Around one in eight Australians suffer from autoimmune diseases, which occur when the body’s T and B cells attack its own organs and tissues. In 2005 Dr Carola Vinuesa and Professor Chris Goodnow from The Australian National University discovered that such pathologies were linked to the gene Roquin, which can undergo a specific mutation that results in it instructing T cells to react against the self. Now the researchers lead an international team that reports in the journal Nature on exactly how a healthy Roquin gene prevents abnormal T-cell behavior.

“Our findings hinge on the fact that the activities of a normal Roquin gene are orchestrated by parts of the genome until very recently considered to be "junk DNA",” said Dr Vinuesa from the John Curtin School of Medical Research (JCSMR) at ANU.

The discovery centres on a form of RNA, or Ribo Nucleic Acid. Most RNAs are thought of as messengers that carry information from a cell’s DNA blueprint so it can be written into proteins, the building-blocks of cells and tissues. But not all RNAs act as a messenger.
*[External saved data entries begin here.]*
PR #1926, opened 2026-07-15
feat(executor): centralize runtime lifecycle

### LINKED ISSUE #1860: Clarify task handoff state before executor connection

richardfogaca:
## Linked issue

Fixes #1860

Related: #1888

## Summary

- Add an explicit `dispatching` Task state between daemon selection and executor connection.
- Record a server-authored `executor_connected_at` timestamp when the authenticated executor claims the Task as `running`.
- Carry the lifecycle boundary through persistence, migrations, API schemas, executor and daemon behavior, queue/recovery semantics, UI copy, documentation, and focused tests.

## Why / context

Task startup previously used `running` before the executor had actually connected. That made a submitted executor indistinguishable from one actively running its SDK turn, especially when startup was remote or delayed.

This change reports accepted work as `dispatching` until the executor authenticates and connects. `running` therefore means that the executor connection has actually been established.

## Implementation notes

- Non-CLI launches persist `dispatching` before executor spawn or submission.
- The authenticated, task-scoped executor uses `connectExecutor` to transition its Task to `running` and receive a server-generated connection timestamp.
- The connection claim is idempotent for the same connected executor, rejects ordinary and wrong-task clients, and does not trust client-authored timestamps.
- `claude-code-cli` remains the intentional exception and transitions directly to `running` because it does not use the executor connection path.
- After connection, only the matching task-scoped executor may resume its Task from `awaiting_permission` or `awaiting_input`; the original connection timestamp is preserved.
- Terminal Task state is immutable at the repository mutation boundary, preventing late connection or resume writes from reviving completed, failed, cancelled, or stopped work.
- SQLite `0071` and PostgreSQL `0064` add the nullable `executor_connected_at` column. Existing rows remain valid.
- Task schemas, client methods, busy/stop/orphan handling, startup cleanup, queue behavior, status icons, timers, and the `Starting executor…` UI state understand `dispatching`.
- A launch failure before executor connection transitions the Task from `dispatching` to `failed` instead of leaving it busy indefinitely.

## Validation / test plan

- [x] REST, Socket, and executor-token lifecycle coverage for pre-claim rejection, authenticated and idempotent connection, server timestamp ownership, permission/input resume, completion, terminal refusal, and pre-connection launch failure
- [x] Deterministic and concurrent terminal-versus-resume coverage, including repeated SQLite contention and PostgreSQL row-lock validation
- [x] Focused core, daemon, executor, callback, migration, CLI, and UI tests
- [x] Typechecks for affected packages
- [x] Formatting and whitespace checks for changed files
- [x] API and lifecycle documentation contract checks

This is the accepted #1888 change reapplied onto the current `main` migration history. The resulting diff is one commit across 40 files: +1,210 / −70.

## Screenshots / demos

Not applicable. The UI change is limited to representing `dispatching` as executor startup and using the correct timer/status copy.

## Risks / rollout / rollback

- Consumers that treat every nonterminal Task as `running` must include `dispatching`; the API schema, client types, busy checks, queue handling, and UI are updated together.
- The migration is additive and nullable, so existing Task rows remain valid.
- Rollback is straightforward: revert the commit and its additive migrations to restore direct-to-`running` launch behavior.

## Out of scope / follow-ups

- No executor startup watchdog or timeout policy.
- No attempt history, task retry, runtime-vitals redesign, or generalized lifecycle framework.
- No session-status redesign or stale-heartbeat policy change.

### DIFF
--- a/apps/agor-daemon/src/auth/executor-runtime-scope.test.ts
+++ b/apps/agor-daemon/src/auth/executor-runtime-scope.test.ts
@@ -1,6 +1,10 @@
 import type { HookContext } from '@agor/core/types';
 import { describe, expect, it } from 'vitest';
-import { executorRuntimeScopeGuard, scopeExecutorRuntimeAuth } from './executor-runtime-scope';
+import {
+  executorRuntimeScopeGuard,
+  requireExecutorRuntimeToken,
+  scopeExecutorRuntimeAuth,
+} from './executor-runtime-scope';
 
 const payload = {
   type: 'executor-session',
@@ -20,6 +24,39 @@ function ctx(overrides: Partial<HookContext>): HookContext {
 }
 
 describe('executorRuntimeScopeGuard', () => {
+  it('accepts the scoped executor connection method and rejects a different task', async () => {
+    const context = ctx({
+      path: 'tasks',
+      method: 'connectExecutor',
+      data: { task_id: 'task-1' },
+    });
+
+    await expect(executorRuntimeScopeGuard()(context)).resolves.toBe(context);
+    await expect(
+      executorRuntimeScopeGuard()(
+        ctx({ path: 'tasks', method: 'connectExecutor', data: { task_id: 'task-2' } })
+      )
+    ).rejects.toThrow(/task scope/);
+  });
+
+  it('requires an executor token for the executor connection method', async () => {
+    const context = ctx({
+      method: 'connectExecutor',
+      data: { task_id: 'task-1' },
+      params: { provider: 'socketio', query: {}, user: { user_id: 'user-1' } },
+    });
+
+    await expect(requireExecutorRuntimeToken()(context)).rejects.toThrow(/executor token/);
+  });
+
+  it('allows a patch only for the executor token task', async () => {
+    const matching = ctx({ method: 'patch', id: 'task-1', data: { status: 'running' } });
+    const otherTask = ctx({ method: 'patch', id: 'task-2', data: { status: 'running' } });
+
+    await expect(executorRuntimeScopeGuard()(matching)).resolves.toBe(matching);
+    await expect(executorRuntimeScopeGuard()(otherTask)).rejects.toThrow(/task scope/);
+  });
+
   it('narrows find queries to executor token scope', async () => {
     const context = ctx({ path: 'messages', method: 'find' });
 
--- a/apps/agor-daemon/src/auth/executor-runtime-scope.ts
+++ b/apps/agor-daemon/src/auth/executor-runtime-scope.ts
@@ -43,6 +43,11 @@ function scopedPayload(context: HookContext): ExecutorSessionTokenPayload | null
   return null;
 }
 
+/** Whether this authenticated transport request carries executor scope for one task. */
+export function isTaskScopedExecutorRequest(context: HookContext, taskId: string): boolean {
+  return scopedPayload(context)?.task_id === taskId;
+}
+
 function expectClaim(claim: string | undefined, label: string): string {
   if (!claim) {
     throw new Forbidden(`Executor token is missing ${label} scope`);
@@ -170,6 +175,16 @@ export function scopeExecutorRuntimeAuth(requireAuth: AuthHook): AuthHook {
   return async (context: HookContext): Promise<HookContext> => {
     const authenticated = await requireAuth(context);
     return executorRuntimeScopeGuard()(authenticated);
+  };
+}
+
+/** Require this transport call to carry a task-scoped executor session token. */
+export function requireExecutorRuntimeToken() {
+  return async (context: HookContext): Promise<HookContext> => {
+    if (!scopedPayload(context)) {
+      throw new Forbidden('A task-scoped executor token is required for this request');
+    }
+    return context;
   };
 }
 
--- a/apps/agor-daemon/src/declarations.ts
+++ b/apps/agor-daemon/src/declarations.ts
@@ -120,6 +120,7 @@ export interface SessionsServiceImpl extends Service<Session, Partial<Session>, 
  * Tasks service with custom methods (server-side implementation)
  */
 export interface TasksServiceImpl extends Service<Task, Partial<Task>, FeathersParams> {
+  connectExecutor(data: { task_id: string }, params?: FeathersParams): Promise<Task>;
   createMany(data: Array<Partial<Task>>): Promise<Task[]>;
   complete(
     id: string,
--- a/apps/agor-daemon/src/register-hooks.test.ts
+++ b/apps/agor-daemon/src/register-hooks.test.ts
@@ -18,12 +18,14 @@
  * branch-authorization.test.ts), so here we only verify the classifier.
  */
 
+import { TaskStatus } from '@agor/core/types';
 import { describe, expect, it } from 'vitest';
 import {
   enrichSessionFindResultWithRemoteRelationships,
   getTrustedSessionTenantId,
   isPromptFlowPatchOnly,
   PROMPT_FLOW_PATCH_FIELDS,
+  protectServerManagedTaskWrites,
   shouldDrainQueueAfterSessionPostTurnPatch,
   shouldRunSessionPostTurnHooks,
   shouldValidateRepoEnvironmentPayload,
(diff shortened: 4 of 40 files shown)


mistercrunch:

I re-reviewed the current head (`435049c6`) after the latest lifecycle-race and simplification commits.

## Overall posture

I started this review with a very strict KISS/design-conformance lens. After tracing the current implementation and the new fixes, I am comfortable giving ground on several places where this PR goes beyond the two design docs:

- The lifecycle doc preferred `Task.status + runtime_owner_id` over an attempt layer. Here, `executor_attempt` has become a cohesive **single-dispatch ownership and cleanup envelope**: owner ID, workload identity, release proof, and finalization error. There is still no same-task redispatch, attempt history, or execution retry. The supervisor retries cleanup/reconciliation only; it never runs the task again.
- The terminal-to-release barrier is beyond the minimal lifecycle sketch, but it provides an important guarantee: queued work cannot overtake a terminal task while its executor may still be alive or stateless session state is not durable.
- DB-backed FIFO admission, restart queue gating, persisted process ownership, and cross-Unix-user cleanup are broader than the Runtime Overseer design, but they replace real race-prone/in-memory behavior and are justified for crash recovery and strict/insulated execution.
- The executor-side lease-loss behavior is ahead of the Overseer doc's observe-only Phase 1. I would not hold this PR for splitting that back out, provided its timeout semantics are documented and refined as follow-up.

The latest commits materially improved the change: Stop-before-payload is now fenced at multiple boundaries; `STOPPING` is authoritative; failed startup finalization no longer makes the session appear promptable; cross-user cleanup verifies username/UID; and the internal terminal suppression flags were removed in favor of state-derived behavior.

I am **not** asking this PR to rename/remove `ExecutorAttempt` or split the finalization architecture again. That would now be high-churn work without addressing the remaining correctness risks. The following are the items I think still need to be addressed to make this mergeable.

## 1. Block external mutation of lifecycle/ownership fields

The `tasks` transport still exposes generic `update` and `patch`, while task hooks authorize access but do not protect daemon-owned fields. `TaskRepository.update()` deep-merges arbitrary `Partial<Task>`.

A caller can currently forge fields such as:

- `executor_attempt.id`, `workload`, or `released_at`
- `executor_connected_at`, heartbeat, and pulse
- queue/lifecycle timestamps and positions
- task identity fields used by service side effects

For example, patching a terminal status together with `executor_attempt.released_at` can make `isTaskTurnHolding()` false, make the session promptable, and drain the queue before cleanup.

This is also a security boundary now that finalization can:

- execute `executor_stop_command_template` through `sh -c`, with raw placeholder substitution; and
- inspect/signal processes as another Unix user.

Those paths rely on the invariant that attempt/workload data was daemon-authored. Generic task mutation breaks that invariant and could turn a forged attempt ID/workload into command-template injection or cross-user process cleanup.

**Shortest path:**

1. Remove `update` from the externally exposed `/tasks` methods; I found no production client caller.
2. Add one before-hook/validator that rejects daemon-owned lifecycle/identity fields on generic external writes.
3. Keep normal executor result fields (model, git state, SDK result, report, etc.) on an explicit allowlist.
4. Route executor status/terminal writes through one owner-aware repository/service operation that atomically checks matching attempt + valid current state before applying side effects.

This is both the security fix and the simplest way to uphold the PR body's claim that stale executors cannot mutate current/terminal state.

Requested tests:

- external/user patch cannot set or release `executor_attempt`
- executor token cannot replace its owner/workload
- stale/wrong owner terminal result is ignored/rejected before transcript/session side effects
- terminal no-status patch cannot mutate protected lifecycle fields

## 2. Distinguish command-template launcher exit from remote executor exit

`register-services.ts` still treats every spawned child exit as executor exit:

- mark an executing task failed/stopped
- finalize/stop the workload
- revoke the executor token

That is correct for a local executor process, but not for a fire-and-forget submission command such as `kubectl create job`. A successful launcher may exit before the remote executor connects. The current path would fail the task, delete the remote workload, and revoke its token. A launcher exit after `executor_connected_at` should likewise be non-authoritative.

**Shortest path:** use a small classification helper:

| Case | Authority |
|---|---|
| local process exits while task is executing | authoritative |
| templated launcher exits nonzero before connection | launch failure |
| templated launcher exits zero before connection | successful submission; passive |
| templated launcher exits after connection | passive |

For templated execution, token revocation should follow task finalization/lease invalidation, not launcher exit.

Requested tests:

- templated exit 0 before connection does not terminalize/revoke
- templated nonzero before connection fails launch
- templated exit after connection does not rewrite task state
- local unexpected exit remains authoritative

## 3. Close the release-commit -> queue-trigger crash window

Release atomically writes `released_at` and makes the session promptable, then `TasksService.releaseExecutorTurn()` triggers queue processing afterward.

If the daemon dies after the release transaction commits but before the trigger is recorded:

- the old task is released, so it is not returned by `getOrphaned()`
- the session is already idle/ready, so it is not an orphan
- the persisted queued task produces no pre-start in-memory trigger
- `startQueueProcessing()` drains only its pending in-memory map

That queued task can remain stuck after restart.

**Shortest path:** during startup, query durable queued tasks (or distinct queued session IDs) and enqueue one drain per session after reconciliation. This is simpler than introducing another durable dispatch marker.

Requested test: simulate a released terminal task plus an idle/ready session with queued work and no pending in-memory trigger; startup must drain it.

## 4. Replace, rather than deep-merge, the attempt snapshot at admission

`admitExecutorTurn()` still uses:

```ts
const admitted = deepMerge(current, input.patch);
```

Some small, non-protein-coding forms of the material, called microRNAs, actually induce the decay of messenger RNAs.

“This decay leads to reduction of the expression of proteins such as one called ICOS, that we have now shown can result in autoimmunity when it is over-expressed,” said Dr Di Yu from JCSMR, who performed most of the experiments leading to the discovery. “This is the first time that microRNAs have been linked to protection from autoimmune diseases.”

Once considered to be genetic junk, microRNAs are now thought to regulate up to 30 per cent of the genome, and have been recently shown to play an important role in the development of cancer and other diseases. “More and more scientists are beginning to think of genes as ‘RNA factories’,” said JCSMR’s Professor Chris Goodnow, who is also the Director of the Australian Phenomics Facility at ANU. “We’re learning more and more about how RNAs regulate critical processes related to cell development and the evolution of complex structures like the brain.”

The researchers said their work opened up the possibility of using RNA interference, or the microRNAs themselves, in the treatment of autoimmune diseases.